The standard income-approach toolkit, chosen to fit the asset: relief-from-royalty (what would it cost to license the brand or technology you already own), multi-period excess earnings for the asset that drives the business cash flows, with-and-without comparisons for assets such as non-compete agreements, and cost approaches where reproduction or replacement cost is genuinely the value driver. Every method is documented with its inputs — royalty rate, discount rate, attrition curve, tax amortisation benefit — so your auditor can challenge the model, not guess at it.
An identifiable intangible can be separated and sold, licensed or transferred on its own, or it arises from contractual or legal rights — brands, patents, software, customer contracts, non-compete agreements. Goodwill is the residual: the part of the price paid in a business combination that cannot be attributed to identifiable assets and liabilities. In a purchase price allocation the identifiable intangibles are valued first, and only what is left over is goodwill — so under-identifying intangibles inflates goodwill and changes the future amortisation profile.

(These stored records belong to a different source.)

PR #21859, opened 2023-08-14
paddle.layers: add conv_general_transpose 

### LINKED ISSUE #21738: conv_general_transpose

suchunkang0822:
Close #21738

### DIFF
--- a/ivy/functional/backends/paddle/layers.py
+++ b/ivy/functional/backends/paddle/layers.py
@@ -435,4 +435,62 @@ def conv_general_transpose(
     bias: Optional[paddle.Tensor] = None,
     out: Optional[paddle.Tensor] = None,
 ):
-    raise IvyNotImplementedException()
+    if data_format == "channel_last":
+        x = x.transpose(x, (0, dims + 1, *range(1, dims + 1)))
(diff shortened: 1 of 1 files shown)


ivy/functional/backends/paddle/layers.py
```diff
@@ -435,4 +435,62 @@ def conv_general_transpose(
     bias: Optional[paddle.Tensor] = None,
     out: Optional[paddle.Tensor] = None,
 ):
-    raise IvyNotImplementedException()
+    if data_format == "channel_last":
```
ZoeCD, line 438: Thank you for your contribution! 🙌
Could you please add a unit test for the function?
Thanks!

ZoeCD (changes requested):

ivy/functional/backends/paddle/layers.py
suchunkang0822: Thanks for the update. If you don't mind, can you shed some light on where to write the unit test for this backend function? I'm scouring the doc but am struggling a little bit.

ZoeCD: Sorry, my mistake. We already have an Ivy test!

FRS 102 treats goodwill as having a finite life and amortises it — there is no indefinite-life, annual-impairment-only treatment as under full IFRS. Where the life cannot be estimated reliably the same 10-year cap applies. Goodwill and other intangibles are then tested for impairment under Section 27 when indicators exist, by comparing carrying amount to recoverable amount (the higher of value in use and fair value less costs to sell). Both the amortisation life and the recoverable-amount estimate need defensible valuation evidence.
Yes — PPA is one of the core uses of this service. After a business combination the consideration is allocated across the acquired tangible assets, identifiable intangibles and goodwill at fair value as at the acquisition date. Because CPCON also verifies and values the tangible side — plant, machinery, fixtures, stock — the whole allocation rests on one consistent, evidenced base rather than book values taken on trust, which is exactly what acquirers and their auditors want to see.
They are frequently used for it. Royalty rates for intra-group licensing of brands and technology, the value of IP migrated between entities, and the arm’s-length pricing of intangible transfers all rest on the same relief-from-royalty and excess-earnings evidence. For UK corporation tax, relief on acquired intangibles generally runs through the intangible fixed assets regime by reference to accounting amortisation — so the valuation, the amortisation life and the tax position are linked, and your tax adviser will want the asset-level detail a proper valuation file carries.
The methodology is the same, but the reporting standard is higher because the number will be tested adversarially. We document every input and assumption, state the basis of value clearly, and prepare the file so it survives cross-examination, expert challenge or HMRC enquiry. Shareholder exits, warranty and indemnity claims, IP infringement quantum and matrimonial or partnership disputes all benefit from an independent, fully evidenced intangible value rather than a negotiating assertion.
Typically: management accounts and forecasts, revenue split by brand or product where it exists, the IP schedule (registrations, patents, domains, licences and key contracts), customer and churn data for relationship assets, the acquisition agreement and any prior valuations or PPA reports. A scoping call establishes what actually exists — engagements are sized around real data availability, not an idealised checklist — and we tell you early where a method will be constrained by missing data so there are no surprises at the report stage.